## [Exercise instructions]
Retype the records below from their first line through the line containing "- [x] add classier", and include nothing else.
--- --- ---
PR #3596, opened 2016-07-22
Pretty utils

phadej:
Move pretty-printing related stuff out of `Parse*` modules.

The move of `writePackageDescription` is breaking change, but on the way for `Parsec` the whole 
`Distribution.PackageDescription.Parse` will be redone (types will change).


ezyang:
OK sure.

23Skidoo:
LGTM. I don't think any custom setup scripts are using any of this stuff.

phadej:
appveyor seems to have some transient error

PR #3602, opened 2016-07-23
Parsec parser

phadej:
types are in places, values are `undefined`.

TODO (not exhaustive):
- [x] test for tab warning (wont do in this PR)
- [x] test for bom warning
- [x] parse but warn about nbsp (`\194`)
- [x] test about nbsp
- [x] lots of tests for invalid fields, we want this parser to be as strict as it could be. Relaxing it is easier.
- [x] warn if flag declration doesn't specify `default` and `manual` fields (wont do in this PR)
- [x] add classier to `PWarning`
- [x] equip `PWarning` / `ParseResult` with severity, some warnings are recoverable (e.g. tags in versions), but we don't want them into Hackage. Do we?
- [x] amend `parser-test` to count warnings for both `readp` and `parsec`

### DIFF
--- a/Cabal/Cabal.cabal
+++ b/Cabal/Cabal.cabal
@@ -327,6 +327,11 @@ flag parsec
   default:      False
   manual:       True
 
+flag parsec-struct-diff
+  description:  Use StructDiff in parsec tests. Affects only parsec tests.
+  default:      False
+  manual:       True
+
 library
   build-depends:
     array      >= 0.1 && < 0.6,
@@ -648,9 +653,7 @@ test-suite parser-tests
 
   type: exitcode-stdio-1.0
   main-is: ParserTests.hs
-  other-modules:
-    DiffInstances
-    StructDiff
+
   hs-source-dirs: tests
   build-depends:
     base,
@@ -659,11 +662,19 @@ test-suite parser-tests
     bytestring,
     directory,
     filepath,
-    generics-sop ==0.2.*,
-    these >=0.7.1 && <0.8,
-    singleton-bool >=0.1.1.0 && <0.2,
-    keys,
     Cabal
+
+  if flag(parsec-struct-diff)
+    build-depends:
+      generics-sop ==0.2.*,
+      these >=0.7.1 && <0.8,
+      singleton-bool >=0.1.1.0 && <0.2,
+      keys
+    other-modules:
+      DiffInstances
+      StructDiff
+    cpp-options: -DHAS_STRUCT_DIFF
+
   ghc-options: -Wall -rtsopts
   default-extensions: CPP
   default-language: Haskell2010
--- a/Cabal/Cabal.cabal
+++ b/Cabal/Cabal.cabal
@@ -322,6 +322,11 @@ flag old-directory
   description:  Use directory < 1.2 and old-time
   default:      False
 
+flag parsec
+  description:  Use parsec parser
+  default:      False
+  manual:       True
+
 library
   build-depends:
     array      >= 0.1 && < 0.6,
@@ -482,6 +487,30 @@ library
     Language.Haskell.Extension
     Distribution.Compat.Binary
 
+  if flag(parsec)
+    cpp-options: -DCABAL_PARSEC
+    build-depends:
+      transformers,
+      parsec >= 3.1.9 && <3.2
+    build-tools:
+      alex >= 3.1.4
+    exposed-modules:
+      Distribution.Compat.Parsec
+      Distribution.PackageDescription.Parsec
+      Distribution.PackageDescription.Parsec.FieldDescr
+      Distribution.Parsec.Class
+      Distribution.Parsec.ConfVar
+      Distribution.Parsec.Lexer
+      Distribution.Parsec.LexerMonad
+      Distribution.Parsec.Parser
+      Distribution.Parsec.Types.Common
+      Distribution.Parsec.Types.Field
+      Distribution.Parsec.Types.FieldDescr
+      Distribution.Parsec.Types.ParseResult
+      Distribution.Compat.DList
+
+  -- Move DList to other-module if/when D.C.Lens is done
+
   other-modules:
     Distribution.Backpack.PreExistingComponent
     Distribution.Backpack.ReadyComponent
@@ -609,6 +638,32 @@ test-suite package-tests
     old-time
   if !os(windows)
     build-depends: unix, exceptions
+  ghc-options: -Wall -rtsopts
+  default-extensions: CPP
+  default-language: Haskell2010
+
+test-suite parser-tests
+  if !flag(parsec)
+    buildable: False
+
+  type: exitcode-stdio-1.0
+  main-is: ParserTests.hs
+  other-modules:
+    DiffInstances
+    StructDiff
+  hs-source-dirs: tests
+  build-depends:
+    base,
+    containers,
+    tar >=0.5 && <0.6,
+    bytestring,
+    directory,
+    filepath,
+    generics-sop ==0.2.*,
+    these >=0.7.1 && <0.8,
+    singleton-bool >=0.1.1.0 && <0.2,
+    keys,
+    Cabal
   ghc-options: -Wall -rtsopts
   default-extensions: CPP
   default-language: Haskell2010
--- a/Cabal/Cabal.cabal
+++ b/Cabal/Cabal.cabal
@@ -543,6 +543,7 @@ library
     Distribution.Compat.GetShortPathName
     Distribution.Compat.MonadFail
     Distribution.Compat.Prelude
+    Distribution.Compat.SnocList
     Distribution.GetOpt
     Distribution.Lex
     Distribution.Utils.String
--- a/Cabal/Cabal.cabal
+++ b/Cabal/Cabal.cabal
@@ -498,7 +498,7 @@ library
       transformers,
       parsec >= 3.1.9 && <3.2
     build-tools:
-      alex >= 3.1.4
+      alex >=3.1.4 && <3.3
     exposed-modules:
       Distribution.Compat.Parsec
       Distribution.PackageDescription.Parsec
--- a/Cabal/Cabal.cabal
+++ b/Cabal/Cabal.cabal
@@ -303,6 +303,7 @@ extra-source-files:
   tests/PackageTests/UniqueIPID/P2/M.hs
   tests/PackageTests/UniqueIPID/P2/my.cabal
   tests/PackageTests/multInst/my.cabal
+  tests/ParserTests/warnings/bom.cabal
   tests/Setup.hs
   tests/hackage/check.sh
   tests/hackage/download.sh
@@ -651,7 +652,25 @@ test-suite parser-tests
     buildable: False
 
   type: exitcode-stdio-1.0
+  hs-source-dirs: tests
   main-is: ParserTests.hs
+  build-depends:
+    base,
+    bytestring,
+    filepath,
+    tasty,
+    tasty-hunit,
+    tasty-quickcheck,
+    Cabal
+  ghc-options: -Wall
+  default-language: Haskell2010
+
+test-suite parser-hackage-tests
+  if !flag(parsec)
+    buildable: False
+
+  type: exitcode-stdio-1.0
+  main-is: ParserHackageTests.hs
 
   hs-source-dirs: tests
   build-depends:
--- a/Cabal/Cabal.cabal
+++ b/Cabal/Cabal.cabal
@@ -304,6 +304,7 @@ extra-source-files:
   tests/PackageTests/UniqueIPID/P2/my.cabal
   tests/PackageTests/multInst/my.cabal
   tests/ParserTests/warnings/bom.cabal
+  tests/ParserTests/warnings/nbsp.cabal
   tests/Setup.hs
   tests/hackage/check.sh
   tests/hackage/download.sh
--- a/Cabal/Cabal.cabal
+++ b/Cabal/Cabal.cabal
@@ -528,7 +528,6 @@ library
     Distribution.Compat.CopyFile
     Distribution.Compat.GetShortPathName
     Distribution.Compat.MonadFail
-    Distribution.Compat.DList
     Distribution.Compat.Prelude
     Distribution.GetOpt
     Distribution.Lex
--- a/Cabal/Cabal.cabal
+++ b/Cabal/Cabal.cabal
@@ -304,7 +304,19 @@ extra-source-files:
   tests/PackageTests/UniqueIPID/P2/my.cabal
   tests/PackageTests/multInst/my.cabal
   tests/ParserTests/warnings/bom.cabal
+  tests/ParserTests/warnings/bool.cabal
+  tests/ParserTests/warnings/deprecatedfield.cabal
+  tests/ParserTests/warnings/extratestmodule.cabal
+  tests/ParserTests/warnings/gluedop.cabal
   tests/ParserTests/warnings/nbsp.cabal
+  tests/ParserTests/warnings/newsyntax.cabal
+  tests/ParserTests/warnings/oldsyntax.cabal
+  tests/ParserTests/warnings/subsection.cabal
+  tests/ParserTests/warnings/trailingfield.cabal
+  tests/ParserTests/warnings/unknownfield.cabal
+  tests/ParserTests/warnings/unknownsection.cabal
+  tests/ParserTests/warnings/utf8.cabal
+  tests/ParserTests/warnings/versiontag.cabal
   tests/Setup.hs
   tests/hackage/check.sh
   tests/hackage/download.sh
--- a/Cabal/Distribution/Compat/Parsec.hs
+++ b/Cabal/Distribution/Compat/Parsec.hs
@@ -56,7 +56,8 @@ integral = toNumber <$> some d P.<?> "integral"
     f '9' = Just 9
     f _   = Nothing
 
--- | Greedely munch characters while predicate holds.
+-- | Greedily munch characters while predicate holds.
+-- Require at least one character.
 munch1
     :: P.Stream s m Char
     => (Char -> Bool)
@@ -64,6 +65,7 @@ munch1
 munch1 = some . P.satisfy
 
 -- | Greedely munch characters while predicate holds.
+-- Always succeeds.
 munch
     :: P.Stream s m Char
     => (Char -> Bool)
--- a/Cabal/Distribution/Compat/Parsec.hs
+++ b/Cabal/Distribution/Compat/Parsec.hs
@@ -1,0 +1,71 @@
+{-# LANGUAGE FlexibleContexts #-}
+module Distribution.Compat.Parsec (
+    P.Parsec,
+    P.ParsecT,
+    P.Stream,
+    (P.<?>),
+
+    P.runParser,
+
+    -- * Combinators
+    P.between,
+    P.option,
+    P.optional,
+    P.optionMaybe,
+    P.try,
+    P.sepBy,
+    P.sepBy1,
+    P.choice,
+
+    -- * Char
+    integral,
+    P.char,
+    P.anyChar,
+    P.satisfy,
+    P.space,
+    P.spaces,
+    P.string,
+    munch,
+    munch1,
+    P.oneOf,
+    ) where
+
+import           Distribution.Compat.Prelude
+import           Prelude ()
+
+import qualified Text.Parsec                 as P
+import qualified Text.Parsec.Pos             as P
+
+integral :: (P.Stream s m Char, Integral a) => P.ParsecT s u m a
+integral = toNumber <$> some d P.<?> "integral"
+  where
+    toNumber = foldl' (\a b -> a * 10 + b) 0
+    d = P.tokenPrim
+          (\c -> show [c])
+          (\pos c _cs -> P.updatePosChar pos c)
+          f
+    f '0' = Just 0
+    f '1' = Just 1
+    f '2' = Just 2
+    f '3' = Just 3
+    f '4' = Just 4
+    f '5' = Just 5
+    f '6' = Just 6
+    f '7' = Just 7
+    f '8' = Just 8
+    f '9' = Just 9
+    f _   = Nothing
+
+-- | Greedely munch characters while predicate holds.
+munch1
+    :: P.Stream s m Char
+    => (Char -> Bool)
+    -> P.ParsecT s u m String
+munch1 = some . P.satisfy
+
+-- | Greedely munch characters while predicate holds.
+munch
+    :: P.Stream s m Char
+    => (Char -> Bool)
+    -> P.ParsecT s u m String
+munch = many . P.satisfy
--- a/Cabal/Distribution/PackageDescription/Parsec.hs
+++ b/Cabal/Distribution/PackageDescription/Parsec.hs
@@ -1,0 +1,541 @@
+{-# LANGUAGE CPP                 #-}
+{-# LANGUAGE OverloadedStrings   #-}
+{-# LANGUAGE ScopedTypeVariables #-}
+{-# LANGUAGE TupleSections       #-}
+{-# LANGUAGE Rank2Types #-}
+-----------------------------------------------------------------------------
+-- |
+-- Module      :  Distribution.PackageDescription.Parsec
+-- Copyright   :  Isaac Jones 2003-2005
+-- License     :  BSD3
+--
+-- Maintainer  :  cabal-devel@haskell.org
+-- Portability :  portable
+--
+-- This defined parsers and partial pretty printers for the @.cabal@ format.
+
+module Distribution.PackageDescription.Parsec (
+    -- * Package descriptions
+    readGenericPackageDescription,
+    parseGenericPackageDescription,
+
+    -- ** Parsing
+    ParseResult,
+
+    -- ** Supplementary build information
+    -- readHookedBuildInfo,
+    -- parseHookedBuildInfo,
+    ) where
+
+import           Distribution.Compat.Prelude
+import           Prelude ()
+
+import qualified Data.ByteString                                   as BS
+import           Data.List                                         (partition)
+import qualified Data.Map                                          as Map
+import           System.Directory
+                 (doesFileExist)
+import qualified Text.Parsec                                       as P
+import qualified Text.Parsec.Error                                 as P
+
+import           Distribution.PackageDescription
+import           Distribution.Simple.Utils
+                 (die, fromUTF8BS, warn)
+import           Distribution.Verbosity                            (Verbosity)
+
+import           Distribution.PackageDescription.Parsec.FieldDescr
+import           Distribution.Parsec.Class                         (parsec)
+import           Distribution.Parsec.ConfVar
+                 (parseConditionConfVar)
+import           Distribution.Parsec.Parser
+import           Distribution.Parsec.Types.Common
+import           Distribution.Parsec.Types.Field                   (getName)
+import           Distribution.Parsec.Types.FieldDescr
+import           Distribution.Parsec.Types.ParseResult
+
+import Distribution.Text (display)
+import Distribution.Version (mkVersion, Version, asVersionIntervals, orLaterVersion, LowerBound (..))
+
+--import Debug.Trace
+
+-- ---------------------------------------------------------------
+-- Parsing
+
+-- | Helper combinator to do parsing plumbing for files.
+--
+-- Given a parser and a filename, return the parse of the file,
+-- after checking if the file exists.
+--
+-- Argument order is chosen to encourage partial application.
+readAndParseFile
+    :: (BS.ByteString -> ParseResult a)
+    -> Verbosity
+    -> FilePath
+    -> IO a
+readAndParseFile parser verbosity fpath = do
+    exists <- doesFileExist fpath
+    unless exists
+        (die $ "Error Parsing: file \"" ++ fpath ++ "\" doesn't exist. Cannot continue.")
+    bs <- BS.readFile fpath
+    let (warnings, errors, result) = runParseResult (parser bs)
+    traverse_ (warn verbosity . showPWarning fpath) warnings
+    traverse_ (warn verbosity . showPError fpath) errors
+    case result of
+        Nothing -> die $ "Failing parsing \"" ++ fpath ++ "\"."
+        Just x  -> return x
+
+-- | Parse the given package file.
+readGenericPackageDescription :: Verbosity -> FilePath -> IO GenericPackageDescription
+readGenericPackageDescription = readAndParseFile parseGenericPackageDescription
+
+------------------------------------------------------------------------------
+-- | Parses the given file into a 'GenericPackageDescription'.
+--
+-- In Cabal 1.2 the syntax for package descriptions was changed to a format
+-- with sections and possibly indented property descriptions.
+--
+-- TODO: add lex warnings
+parseGenericPackageDescription :: BS.ByteString -> ParseResult GenericPackageDescription
+parseGenericPackageDescription bs = case readFields bs of
+    Right fs  -> parseGenericPackageDescription' fs
+    -- | TODO: better marshalling of errors
+    Left perr -> parseFatalFailure (Position 0 0) (show perr)
+
+runFieldParser :: FieldParser a -> [FieldLine Position] -> ParseResult a
+runFieldParser p ls = runFieldParser' pos p =<< fieldlinesToString pos ls
+  where
+    -- TODO: make per line lookup
+    pos = case ls of
+        []                     -> Position 0 0
+        (FieldLine pos' _ : _) -> pos'
+
+fieldlinesToBS :: [FieldLine ann] -> BS.ByteString
+fieldlinesToBS = BS.intercalate "\n" . map (\(FieldLine _ bs) -> bs)
+
+-- TODO: Take position  from FieldLine
+-- TODO: Take field name
+fieldlinesToString :: Position -> [FieldLine ann] -> ParseResult String
+fieldlinesToString pos fls =
+    let str = intercalate "\n" . map (\(FieldLine _ bs') -> fromUTF8BS bs') $ fls
+    in if '\xfffd' `elem` str
+        then str <$ parseWarning pos PWTUTF "Invalid UTF8 encoding"
+        else pure str
+
+runFieldParser' :: Position -> FieldParser a -> String -> ParseResult a
+runFieldParser' (Position row col) p str = case P.runParser p' [] "<field>" str of
+    Right (pok, ws) -> do
+        -- | TODO: map pos
+        traverse_ (\(PWarning t pos w) -> parseWarning pos t w) ws 
+        pure pok
+    Left err        -> do
+        let ppos = P.errorPos err
+        -- Positions start from 1:1, not 0:0
+        let epos = Position (row - 1 + P.sourceLine ppos) (col - 1 + P.sourceColumn ppos)
+        let msg = P.showErrorMessages
+                "or" "unknown parse error" "expecting" "unexpected" "end of input"
+                (P.errorMessages err)
+
+        parseFatalFailure epos $ msg ++ ": " ++ show str
+  where
+    p' = (,) <$ P.spaces <*> p <* P.spaces <* P.eof <*> P.getState
+
+data GPDS = Fields | Sections
+
+-- Note [Accumulating parser]
+parseGenericPackageDescription'
+    :: [Field Position]
+    -> ParseResult GenericPackageDescription
+parseGenericPackageDescription' fs = do
+    let (newSyntax, fs') = sectionizeFields fs
+    (_, gpd) <- foldM go (Fields, emptyGpd) fs'
+    -- Various post checks
+    maybeWarnCabalVersion newSyntax (packageDescription gpd)
+    checkForUndefinedFlags gpd
+    -- TODO: do other validations
+    return gpd
+  where
+    go :: (GPDS, GenericPackageDescription)
+       -> Field Position
+       -> ParseResult (GPDS, GenericPackageDescription)
+    go s                (IfElseBlock pos _ _ _)  = do
+        parseFailure pos "if else block on the top level"
+        return s
+    go (Fields, gpd)   (Field (Name pos name) fieldLines) =
+        case Map.lookup name pdFieldParsers of
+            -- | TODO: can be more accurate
--- --- ---
## [Solution for this exercise]
PR #3596, opened 2016-07-22
Pretty utils

phadej:
Move pretty-printing related stuff out of `Parse*` modules.

The move of `writePackageDescription` is breaking change, but on the way for `Parsec` the whole 
`Distribution.PackageDescription.Parse` will be redone (types will change).


ezyang:
OK sure.

23Skidoo:
LGTM. I don't think any custom setup scripts are using any of this stuff.

phadej:
appveyor seems to have some transient error

PR #3602, opened 2016-07-23
Parsec parser

phadej:
types are in places, values are `undefined`.

TODO (not exhaustive):
- [x] test for tab warning (wont do in this PR)
- [x] test for bom warning
- [x] parse but warn about nbsp (`\194`)
- [x] test about nbsp
- [x] lots of tests for invalid fields, we want this parser to be as strict as it could be. Relaxing it is easier.
- [x] warn if flag declration doesn't specify `default` and `manual` fields (wont do in this PR)
- [x] add classier to `PWarning`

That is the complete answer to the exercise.